Dataset records.
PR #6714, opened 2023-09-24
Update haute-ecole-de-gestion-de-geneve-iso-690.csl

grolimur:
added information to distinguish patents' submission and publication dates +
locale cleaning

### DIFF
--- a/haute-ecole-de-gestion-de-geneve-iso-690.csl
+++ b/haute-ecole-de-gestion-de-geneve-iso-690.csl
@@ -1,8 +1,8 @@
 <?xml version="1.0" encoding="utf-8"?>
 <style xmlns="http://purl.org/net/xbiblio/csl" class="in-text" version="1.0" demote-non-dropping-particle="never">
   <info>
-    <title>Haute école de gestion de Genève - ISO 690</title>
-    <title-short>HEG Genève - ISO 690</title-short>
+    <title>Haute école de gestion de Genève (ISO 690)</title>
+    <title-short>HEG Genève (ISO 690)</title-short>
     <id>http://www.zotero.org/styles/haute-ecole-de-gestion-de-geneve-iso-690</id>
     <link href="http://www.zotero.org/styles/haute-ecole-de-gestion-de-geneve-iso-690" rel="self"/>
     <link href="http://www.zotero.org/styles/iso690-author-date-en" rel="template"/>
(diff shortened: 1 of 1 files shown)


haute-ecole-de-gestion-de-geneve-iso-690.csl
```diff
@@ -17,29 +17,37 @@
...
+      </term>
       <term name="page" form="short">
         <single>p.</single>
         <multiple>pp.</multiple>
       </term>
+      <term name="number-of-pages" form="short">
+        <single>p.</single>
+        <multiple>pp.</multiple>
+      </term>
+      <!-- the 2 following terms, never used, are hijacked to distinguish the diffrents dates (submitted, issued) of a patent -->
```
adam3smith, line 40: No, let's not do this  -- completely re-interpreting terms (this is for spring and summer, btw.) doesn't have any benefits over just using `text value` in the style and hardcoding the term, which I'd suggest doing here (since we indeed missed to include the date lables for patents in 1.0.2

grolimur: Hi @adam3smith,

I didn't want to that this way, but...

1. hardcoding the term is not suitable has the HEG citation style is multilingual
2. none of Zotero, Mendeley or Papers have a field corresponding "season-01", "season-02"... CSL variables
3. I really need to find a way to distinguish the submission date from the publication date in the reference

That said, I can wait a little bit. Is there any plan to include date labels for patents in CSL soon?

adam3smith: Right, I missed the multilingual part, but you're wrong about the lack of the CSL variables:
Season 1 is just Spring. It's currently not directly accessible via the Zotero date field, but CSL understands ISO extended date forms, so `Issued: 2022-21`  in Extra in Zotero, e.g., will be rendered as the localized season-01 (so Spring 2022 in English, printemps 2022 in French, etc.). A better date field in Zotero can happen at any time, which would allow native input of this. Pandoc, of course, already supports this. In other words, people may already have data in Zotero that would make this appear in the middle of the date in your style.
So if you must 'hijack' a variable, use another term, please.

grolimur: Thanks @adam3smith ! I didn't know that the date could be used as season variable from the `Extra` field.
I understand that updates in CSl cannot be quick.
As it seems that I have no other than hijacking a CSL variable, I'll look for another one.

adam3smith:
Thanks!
* * *
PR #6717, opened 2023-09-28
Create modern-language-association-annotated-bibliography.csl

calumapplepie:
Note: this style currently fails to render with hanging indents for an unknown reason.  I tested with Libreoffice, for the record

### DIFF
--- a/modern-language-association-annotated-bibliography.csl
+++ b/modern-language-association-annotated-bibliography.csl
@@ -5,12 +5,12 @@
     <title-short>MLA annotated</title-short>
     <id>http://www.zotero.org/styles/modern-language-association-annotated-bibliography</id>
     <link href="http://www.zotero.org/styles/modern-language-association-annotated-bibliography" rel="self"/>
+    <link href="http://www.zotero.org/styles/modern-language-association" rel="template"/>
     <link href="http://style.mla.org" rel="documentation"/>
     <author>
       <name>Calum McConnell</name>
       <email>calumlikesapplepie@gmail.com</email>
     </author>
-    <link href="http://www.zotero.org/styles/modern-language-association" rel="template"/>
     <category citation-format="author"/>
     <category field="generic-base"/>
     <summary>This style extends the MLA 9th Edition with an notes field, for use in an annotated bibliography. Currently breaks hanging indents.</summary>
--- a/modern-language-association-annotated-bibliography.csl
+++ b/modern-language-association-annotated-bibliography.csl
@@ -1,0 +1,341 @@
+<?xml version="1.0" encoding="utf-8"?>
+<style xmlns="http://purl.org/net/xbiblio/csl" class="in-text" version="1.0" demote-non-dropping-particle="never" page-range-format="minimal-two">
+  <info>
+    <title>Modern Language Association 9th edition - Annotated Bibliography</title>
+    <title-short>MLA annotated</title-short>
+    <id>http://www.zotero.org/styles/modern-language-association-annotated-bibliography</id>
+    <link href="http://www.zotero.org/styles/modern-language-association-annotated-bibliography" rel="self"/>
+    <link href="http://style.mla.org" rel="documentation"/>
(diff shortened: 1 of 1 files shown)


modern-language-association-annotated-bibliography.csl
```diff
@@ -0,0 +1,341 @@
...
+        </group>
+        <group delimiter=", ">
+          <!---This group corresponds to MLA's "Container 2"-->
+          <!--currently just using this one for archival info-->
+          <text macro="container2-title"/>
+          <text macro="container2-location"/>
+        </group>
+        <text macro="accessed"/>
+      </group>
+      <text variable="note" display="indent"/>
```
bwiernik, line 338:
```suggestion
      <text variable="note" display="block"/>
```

Prompt.
Repeat word for word the lines above that run from the line containing "<name>Calum McConnell</name>" through the line containing "- Annotated Bibliography</title>", both ends included, and nothing else.

Answer to this task.
       <name>Calum McConnell</name>
       <email>calumlikesapplepie@gmail.com</email>
     </author>
-    <link href="http://www.zotero.org/styles/modern-language-association" rel="template"/>
     <category citation-format="author"/>
     <category field="generic-base"/>
     <summary>This style extends the MLA 9th Edition with an notes field, for use in an annotated bibliography. Currently breaks hanging indents.</summary>
--- a/modern-language-association-annotated-bibliography.csl
+++ b/modern-language-association-annotated-bibliography.csl
@@ -1,0 +1,341 @@
+<?xml version="1.0" encoding="utf-8"?>
+<style xmlns="http://purl.org/net/xbiblio/csl" class="in-text" version="1.0" demote-non-dropping-particle="never" page-range-format="minimal-two">
+  <info>
+    <title>Modern Language Association 9th edition - Annotated Bibliography</title>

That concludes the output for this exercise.